When light meets an object, it may pass directly through the object with no effect, be absorbed by the object, or be reflected off the object. When light passes through certain objects, however, it may change direction in the process. The name for this light-bending phenomenon is refraction.
Refraction occurs when light leaves one transparent substance, such as air, and enters another one of a different density. The density of a substance affects the speed at which light travels through it. A change in the speed of light causes the light to bend, or refract. Because air, water, glass, and diamonds, for example, possess different densities, light refracts when it passes from one of these substances to another. When light leaves a substance, it resumes the speed it was traveling before it entered the new medium.

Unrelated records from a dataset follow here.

PR #1844, opened 2020-12-01
forum_config: fix data_migration_done encoded representation

iorveth:
This PR aims to fix `data_migration_done` encoded representation, setting it to "0x01" (true), when `empty(forum_sudo: AccountId)` funtion called.


shamil-gadelshin (approved):
The fix works. I tested it locally and the benchmarking bug disappeared.

PR #2566, opened 2021-08-06
Fix failing proposal tests for worker leads

mnaamani:
For a long time there has been observation that the tests specifically for hiring worker leads was failing occasionally. We would just re-run the tasks and they would pass. It was hard to re-produce so it was never properly fixed.

It turns out two jobs were trying to run the same flows and depending on the order in which they are executed was producing the failed outcome.

Example run when it fails:
https://github.com/Joystream/joystream/pull/2559/checks?check_run_id=3260753592#step:8:155

I think it would have been easier to diagnose the problem if the DispatchError was logged here: https://github.com/Joystream/joystream/blob/b43d9e1737c741ea9cb6ae8e14b85fdbe7c4b4d2/tests/network-tests/src/Fixture.ts#L79

### DIFF
--- a/tests/network-tests/src/fixtures/proposalsModule.ts
+++ b/tests/network-tests/src/fixtures/proposalsModule.ts
@@ -753,3 +753,12 @@ export class VoteForProposalFixture extends BaseFixture {
     this._events = proposalOutcome[1]
   }
 }
+
+export class VoteForProposalAndExpectExecutionFixture extends VoteForProposalFixture {
+  public async execute(): Promise<void> {
+    await super.execute()
+    if (!this.proposalExecuted) {
+      this.error(new Error('Proposal Expected to be executed'))
+    }
+  }
+}
--- a/tests/network-tests/src/fixtures/proposalsModule.ts
+++ b/tests/network-tests/src/fixtures/proposalsModule.ts
@@ -732,10 +732,22 @@ export class VoteForProposalFixture extends BaseFixture {
     const councilAccounts = await this.api.getCouncilAccounts()
     this.api.treasuryTransferBalanceToAccounts(councilAccounts, proposalVoteFee)
 
-    // Approving the proposal
+    // Catch the proposal execution result
     const proposalExecutionResult = await this.api.subscribeToProposalExecutionResult(this.proposalNumber)
-    const approvals = await this.api.batchApproveProposal(this.proposalNumber)
-    approvals.map((result) => this.expectDispatchSuccess(result, 'Proposal Approval Vote Expected To Be Successful'))
+
+    // Approve proposal
+    // const approvals =
+    await this.api.batchApproveProposal(this.proposalNumber)
+
+    // Depending on the "approval_threshold_percentage" paramater for the proposal type, it might happen
+    // that the proposal can pass before all votes are cast, and this can result in an approval vote
+    // failing with a 'ProposalFinalized' Dispatch error. Important to note that depending on how many
+    // votes make it into a block, it may not always manifest becasuse the check for proposal finalization
+    // happens in on_finalize. So we no longer assert that all vote dispatches are successful.
+    // "Not taking this into account has resulted in tests failing undeterminisctly in the past.."
+    // approvals.map((result) => this.expectDispatchSuccess(result, 'Proposal Approval Vote Expected To Be Successful'))
+
+    // Wait for the proposal to finalize
     const proposalOutcome = await proposalExecutionResult.promise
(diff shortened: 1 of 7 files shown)


mnaamani:
> It turns out two jobs were trying to run the same flows and depending on the order in which they are executed was producing the failed outcome.

That was only one if the issues. The second was a bad assertion that all proposal votes must succeed. A proposal may finalize and be executed before all votes are finalized. [details](https://github.com/Joystream/joystream/pull/2566/commits/9db517272c19bfc4d1fb1b77391816aec79573e6#diff-9397d8e6e67948afeb9d1ea396e7860d31c3baaf10a97ac16d5d9f1a2d4fedacR742)

tests/network-tests/src/flows/proposals/manageLeaderRole.ts
```diff
@@ -147,6 +150,7 @@ async function manageLeaderRole(api: Api, env: NodeJS.ProcessEnv, group: Working
 
   // Approve new leader reward
   await new FixtureRunner(voteForeLeaderRewardFixture).run()
+  assert(voteForeLeaderRewardFixture.proposalExecuted)
```
Lezek123: This assertion is missing for `voteForDecreaseStakeProposal`, `voteForSlashProposalFixture` and `terminateLeaderRoleProposalFixture` and also in `flows/proposals/workingGroupMintCapacityProposal.ts` and `flows/workingGroup/workerPayout.ts`

tests/network-tests/src/flows/membership/creatingMemberships.ts
```diff
@@ -12,7 +12,6 @@ import { assert } from 'chai'
 export default async function membershipCreation({ api, env }: FlowProps): Promise<void> {
   const debug = extendDebug('flow:memberships')
   debug('Started')
-  api.enableDebugTxLogs()
```
Lezek123, line 15: I'm actually enabling this log for all tests on `olympia` and it helped me debug a few issues in the past (perhaps it would also make debugging _this_ issue easier). This may only be slightly problematic when a runtime error is actually expected during the test.

tests/network-tests/src/fixtures/proposalsModule.ts
```diff
@@ -732,10 +732,22 @@ export class VoteForProposalFixture extends BaseFixture {
...
+    // const approvals =
+    await this.api.batchApproveProposal(this.proposalNumber)
+
+    // Depending on the "approval_threshold_percentage" paramater for the proposal type, it might happen
+    // that the proposal can pass before all votes are cast, and this can result in an approval vote
+    // failing with a 'ProposalFinalized' Dispatch error. Important to note that depending on how many
+    // votes make it into a block, it may not always manifest becasuse the check for proposal finalization
+    // happens in on_finalize. So we no longer assert that all vote dispatches are successful.
+    // "Not taking this into account has resulted in tests failing undeterminisctly in the past.."
+    // approvals.map((result) => this.expectDispatchSuccess(result, 'Proposal Approval Vote Expected To Be Successful'))
```
Lezek123, line 748: Nicely spotted!
Another way to fix this issue would be to calculate how many votes are required depending on approval quorum and threshold ([this is how I went about this on `olympia` branch](https://github.com/Joystream/joystream/blob/olympia_dev/tests/integration-tests/src/fixtures/proposals/DecideOnProposalStatusFixture.ts#L66)) in order to avoid sending any unnecessary transactions, but it's not strictly necessary.

mnaamani: That's an excellent suggestion, and with your approach we would be doing extra coverage on the threshold aspect of the proposal engine implementation itself.

tests/network-tests/src/flows/proposals/manageLeaderRole.ts
mnaamani: Well spotted. I'll add them for completeness.

tests/network-tests/src/flows/membership/creatingMemberships.ts
mnaamani: Yes indeed, that's how I was finally able to debug the cause of the failure. I think I removed them here to remove some noise while debugging.

Maybe a better approach is to do logging the failed transaction be in the `Fixture::expectDispatchSuccess()`, and in `Fixture.expectDispatchError( ..., expectedErrorName )` if error is not the same as error expected.

This way whenever we see a dispatch error logged we know something is wrong.

Lezek123 (approved):
LGMT!

PR #2568, opened 2021-08-11
Pioneer - Improve forum performance

freakstatic:
- Add local storage cache to get the forum posts of a thread without getting every time all the forum posts
- Improve selection of recent posts

### DIFF
--- a/pioneer/packages/joy-forum/src/ViewThread.tsx
+++ b/pioneer/packages/joy-forum/src/ViewThread.tsx
@@ -127,7 +127,7 @@ type ViewThreadProps = ApiProps & InnerViewThreadProps & {
 
 const POSTS_THREAD_MAP_CACHE_KEY = 'postsThreadMap';
 
-async function refreshPostsInThreadCache(nextPostId: PostId, api: ApiPromise) {
+async function refreshPostsInThreadCache (nextPostId: PostId, api: ApiPromise) {
   const newId = (id: number | BN) => api.createType('PostId', id);
   const apiCalls: Promise<Post>[] = [];
   let idToFetch = newId(1);
@@ -135,7 +135,7 @@ async function refreshPostsInThreadCache(nextPostId: PostId, api: ApiPromise) {
   let postsToThread = getPostsIdsInThreadCache();
   const nextThreadId = await api.query.forum.nextThreadId() as ThreadId;
 
-  if (postsToThread.size >= Number(nextThreadId.toString())) { // invalid cache
+  if (postsToThread.size >= nextThreadId.toNumber()) { // invalid cache
     postsToThread = new Map<number, number[]>();
   }
 
--- a/pioneer/packages/joy-forum/src/ViewThread.tsx
+++ b/pioneer/packages/joy-forum/src/ViewThread.tsx
@@ -5,7 +5,7 @@ import styled from 'styled-components';
 import { Table, Button, Label, Icon } from 'semantic-ui-react';
 import BN from 'bn.js';
 
-import { ThreadId } from '@joystream/types/common';
+import { PostId, ThreadId } from '@joystream/types/common';
 import { Category, Thread, Post } from '@joystream/types/forum';
 import { Pagination, RepliesPerPage, CategoryCrumbs, TimeAgoDate, usePagination, useQueryParam, ReplyIdxQueryParam, ReplyEditIdQueryParam } from './utils';
 import { ViewReply } from './ViewReply';
@@ -22,6 +22,7 @@ import MemberPreview from '@polkadot/joy-utils/react/components/MemberByAccountP
 import { formatDate } from '@polkadot/joy-utils/functions/date';
 import { NewReply, EditReply } from './EditReply';
 import { useApi } from '@polkadot/react-hooks';
+import { ApiPromise } from '@polkadot/api/promise';
 
 type ThreadTitleProps = {
   thread: Thread;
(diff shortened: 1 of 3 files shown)


pioneer/packages/joy-forum/src/ViewThread.tsx
```diff
@@ -124,6 +125,78 @@ type ViewThreadProps = ApiProps & InnerViewThreadProps & {
...
 };
 
+const POSTS_THREAD_MAP_CACHE_KEY = 'postsThreadMap';
+
+async function refreshPostsInThreadCache (nextPostId: PostId, api: ApiPromise) {
+  const newId = (id: number | BN) => api.createType('PostId', id);
+  const apiCalls: Promise<Post>[] = [];
+  let id = newId(1);
+
+  let mapPostToThread = getPostsIdsInThreadCache();
```
DzhideX: (nit) I don't think we need to explicitly add map to the name as with typescript it's very easy to figure out the type of the variable. In my opinion it would be best to change it to something like `postsToThread`.

pioneer/packages/joy-forum/src/ViewThread.tsx
```diff
@@ -124,6 +125,78 @@ type ViewThreadProps = ApiProps & InnerViewThreadProps & {
...
+  const nextTreadId = await api.query.forum.nextThreadId() as ThreadId;
```
DzhideX: (nit) Small spelling mistake here.

pioneer/packages/joy-forum/src/ViewThread.tsx
```diff
@@ -124,6 +125,78 @@ type ViewThreadProps = ApiProps & InnerViewThreadProps & {
...
+
+  if (mapPostToThread.size >= Number(nextTreadId.toString())) { // invalid cache
+    mapPostToThread = new Map<number, number[]>();
+  }
+
+  if (mapPostToThread.size > 0) {
+    let lastPostIdInCache = 0;
```
DzhideX: I think this whole next part can be reduced to something along these lines:
```
const lastPostIdInCache = Math.max(...Array.from(mapPostToThread.values()).flat());
```
Of course you can separate it or add comments if you think it isn't as legible as your solution.

pioneer/packages/joy-forum/src/ViewThread.tsx
```diff
@@ -124,6 +125,78 @@ type ViewThreadProps = ApiProps & InnerViewThreadProps & {
...
+
+async function refreshPostsInThreadCache (nextPostId: PostId, api: ApiPromise) {
+  const newId = (id: number | BN) => api.createType('PostId', id);
+  const apiCalls: Promise<Post>[] = [];
+  let id = newId(1);
+
+  let mapPostToThread = getPostsIdsInThreadCache();
+  const nextTreadId = await api.query.forum.nextThreadId() as ThreadId;
+
+  if (mapPostToThread.size >= Number(nextTreadId.toString())) { // invalid cache
```
DzhideX: I don't know if I'm missing something but here we can just write `nextThreadId.toNumber()` instead. There are other instances of this elsewhere in the code as well.

pioneer/packages/joy-forum/src/ViewThread.tsx
```diff
@@ -124,6 +125,78 @@ type ViewThreadProps = ApiProps & InnerViewThreadProps & {
...
+
+      if (!postsInThread || !postsInThread.includes(lastPostIdInCache)) { // cache doesn't match the data in chain
+        mapPostToThread = new Map<number, number[]>();
+      }
+    } else {
+      mapPostToThread = new Map<number, number[]>();
+    }
+  }
+
+  while (nextPostId.gt(id)) {
```
DzhideX: While running this, I noticed this part of the code was always making one extra call even while the data was cached. To remedy that, we could just subtract one from `nextPostId`. E.g `nextPostId.sub(new BN(1)).gt(id)`

pioneer/packages/joy-forum/src/ViewThread.tsx
```diff
@@ -124,6 +125,78 @@ type ViewThreadProps = ApiProps & InnerViewThreadProps & {
...
+    apiCalls.push(api.query.forum.postById(id) as Promise<Post>);
+    id = newId(id.add(newId(1)));
+  }
+
+  const newPosts = await Promise.all<Post>(apiCalls);
+
+  for (const post of newPosts) {
```
DzhideX: I think this part can be optimized a little bit. Currently, if I'm not mistaken the time complexity would be something along the lines of `O(number_of_threads * number_of_posts_in_that_thread^2)`.

Now I'm not sure if it would really make that much of a difference since there aren't going to be too many new posts usually after caching, so I'll leave it up to you whether or not you want to change this.

pioneer/packages/joy-forum/src/ViewThread.tsx
```diff
@@ -154,20 +227,18 @@ function InnerViewThread (props: ViewThreadProps) {
...
       if (!nextPostId || totalPostsInThread === 0 || thread.isEmpty) return;
 
-      const newId = (id: number | BN) => api.createType('PostId', id);
-      const apiCalls: Promise<Post>[] = [];
-      let id = newId(1);
+      await refreshPostsInThreadCache(nextPostId, api);
+      const mapPostToThread = getPostsIdsInThreadCache();
+
+      const postIdsInThread = mapPostToThread.get(Number(thread.id.toString())) as number[];
+      const postsInThisThreadCalls: Promise<Post>[] = [];
```
DzhideX: This next part can be rewritten as:
```
const postsInThisThread = await Promise.all(postIdsInThread ? postIdsInThread.map((postId) => api.query.forum.postById(postId)) : []) as Post[];
```
Of course, you can separate this up if you want to (probably preferable :)).

DzhideX (changes requested):
Great work again :)

I have found some things that I think could be changed but let me know if any of them don't make sense (as I may lack context in certain scenarios) or if you disagree for whatever reason!

pioneer/packages/joy-forum/src/ViewThread.tsx
freakstatic: Not sure how this could be improved :thinking: 
Maybe grouping by posts per thread first and then update the map? :thinking:

DzhideX (approved):
Awesome work, thanks for taking care of this!

mnaamani (approved):
Nice set of optimizations. Tested and code looks correct.

mnaamani:
Merging this will also reduce some load on the backend rpc nodes. A good next optimization might be caching (in memory) member information so it doesn't need to be loaded all the time while browsing through the forum.
Nice work.

bwhm (approved):
Way overdue! Merging :)

PR #2588, opened 2021-08-18
query node - mapping of language iso to id

ondratra:
A little improvement in the video's language representation. Enables filtering by language in queries like `videos(where: {languageId_eq: 'en'})` before more sophisticated solution for `where` filtering of foreign fields.


mnaamani (approved):
Looks good, deterministic id is preserved and this will reduce the size of the language "table" too.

Light also travels differently through different temperature regions -- even within the same medium. When passing from cold to hot water, light will refract just as surely as light passing from glass into air, because the change in temperature changes the density of the water and therefore the speed of the light passing through it.

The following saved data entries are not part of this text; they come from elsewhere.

PR #2592, opened 2021-08-24
DevOps - Pulumi node-network deployment improvements

ahhda:
This PR makes minor improvements on the node-network deployed via Pulumi #2406 

* Adds instructions on how to access `node-network` service when running on Minikube
* Adds a container job to 7z the chain-spec and other secret files into an encrypted file
* Adds instructions on how to download that file

### DIFF
--- a/devops/infrastructure/node-network/README.md
+++ b/devops/infrastructure/node-network/README.md
@@ -39,7 +39,7 @@ After cloning this repo, from this working directory, run these commands:
    ```bash
    $ pulumi config set-all --plaintext aws:region=us-east-1 --plaintext aws:profile=joystream-user \
     --plaintext numberOfValidators=2 --plaintext isMinikube=true --plaintext networkSuffix=8122 \
-    --plaintext nodeImage=joystream/node:latest
+    --plaintext nodeImage=joystream/node:latest --plaintext encryptionKey=password
    ```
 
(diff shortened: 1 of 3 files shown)


devops/infrastructure/node-network/README.md
```diff
@@ -106,6 +111,12 @@ After cloning this repo, from this working directory, run these commands:
    $ kubectl exec --stdin --tty <PODNAME> -c colossus -- /bin/bash
    ```
 
+1. To get the chain-data and secrets, run the below command
+
+   ```bash
+   $ kubectl cp $(kubectl get pods | grep rpc-node | awk '{print $1}'):/chain-data/chain-data.7z ./chain-data.7z
```
mnaamani, line 117:
```suggestion
   $ kubectl cp $(kubectl get pods | grep rpc-node | awk '{print $1}'):chain-data/chain-data.7z ./chain-data.7z
```

When command is run:

```
tar: Removing leading `/' from member names
```

Removing that leading slash solved it.

mnaamani (changes requested):

devops/infrastructure/node-network/README.md
mnaamani: This was not required after all. The message was just informative not an error

PR #2596, opened 2021-08-26
channel collaborators

dobertRowneySr:
Refers to issue #2639


runtime-modules/content/src/lib.rs
```diff
@@ -203,6 +211,8 @@ pub struct ChannelRecord<MemberId, CuratorGroupId, DAOId, AccountId, VideoId, Pl
     is_censored: bool,
     /// Reward account where revenue is sent if set.
     reward_account: Option<AccountId>,
+    /// collaborator set
+    maybe_collaborators: Option<CollaboratorsSetType>,
```
bedeho: - Rename to `collaborators`.
- Drop `Option` wrapper, simply having a `BTreeSet<MemberId>` is sufficient, as it being empty has same semantics.
- You should also not need `CollaboratorsSetType` any longer.

bedeho (changes requested):
This looks quite good overall, I think we should make one non-trivial change when `update_channel` is being called by a collaborator

- it is not allowed to update the set of collaborators
- it is not allowed to update the reward account

This basic level of permissioning I think is actually a must to be functional.

runtime-modules/content/src/lib.rs
```diff
@@ -246,25 +257,29 @@ pub type ChannelOwnershipTransferRequest<T> = ChannelOwnershipTransferRequestRec
...
+pub struct ChannelUpdateParameters<ContentParameters, AccountId, CollaboratorsSetType> {
     /// Assets referenced by metadata
     assets: Option<Vec<NewAsset<ContentParameters>>>,
     /// If set, metadata update for the channel.
     new_meta: Option<Vec<u8>>,
     /// If set, updates the reward account of the channel
-    reward_account: Option<Option<AccountId>>,
+    reward_account: Option<AccountId>,
+    /// collaborator set
+    maybe_collaborators: Option<CollaboratorsSetType>,
```
bedeho: lets call this field `new_collaborators`

runtime-modules/content/src/lib.rs
```diff
@@ -189,8 +189,16 @@ pub struct ChannelCategoryUpdateParameters {
...
-{
+pub struct ChannelRecord<
+    MemberId,
+    CuratorGroupId,
+    DAOId,
+    AccountId,
+    VideoId,
+    PlaylistId,
+    SeriesId,
+    CollaboratorsSetType,
```
bedeho: You did not address why we need  `CollaboratorsSetType`, rather than just using `BTreeSet<>` inlined? It's fine if you disagree, but then you should provide a rationale that rebuts my review comment as a reply to the prior comment.

bedeho (changes requested):

runtime-modules/content/src/lib.rs
dobertRowneySr: OK sorry about that I forgot to mention. I used `CollaboratorSetType` because BTree set requires a key that implements
the Ord trait, This will produce a long list of errors. This is related to the previous [issue](https://github.com/Joystream/joystream/issues/2492#issuecomment-868261879).

bedeho: But I don't think the implication of this issue is that you have to use this solution, because we are not needing to do this many other places where we do have BTreeSet, right @shamil-gadelshin  ?

shamil-gadelshin: We can use `MemberId: Ord` as a generic type requirement for the type with the `BTreeSet`. That could solve the issue.

dobertRowneySr: managed to rewrite the code in order to satisfy the requirement above

bedeho (approved):
Nice, looks good to me.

Refraction can be deceiving, distorting one's line of sight. When light coming from a distant mountain, for instance, changes direction before it gets to your eyes, the mountain may appear to be above the horizon, floating in the sky. Such mirages -- in the desert or elsewhere -- are caused by light passing from hotter into relatively cooler air and refracting in the process.
The change in direction of light as it passes from one material to another is the foundation of all optical devices. By understanding refraction, scientists have developed lenses that reduce, magnify, focus, and disperse optical images. Eyeglasses, microscopes, and cameras all depend on bending light as it passes from air into glass and back into air.